_SOURCE MATERIAL_:
§ §

PR #245, opened 2021-06-28
Transect callback

tkarna:
Adds a callback for storing structured grid transects of 3D fields. Transect is defined by user-specified (x,y) coordinates and number of points in the vertical direction. The vertical coordinate of the transect adapts to the moving grid. The callback is included in the lock exchange example so that it'll be executed in the test suite.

§ §

Within the material above, find the lines that contain the word "callback"; copy them.

_EXERCISE RESPONSE_:
Transect callback
Adds a callback for storing structured grid transects of 3D fields. Transect is defined by user-specified (x,y) coordinates and number of points in the vertical direction. The vertical coordinate of the transect adapts to the moving grid. The callback is included in the lock exchange example so that it'll be executed in the test suite.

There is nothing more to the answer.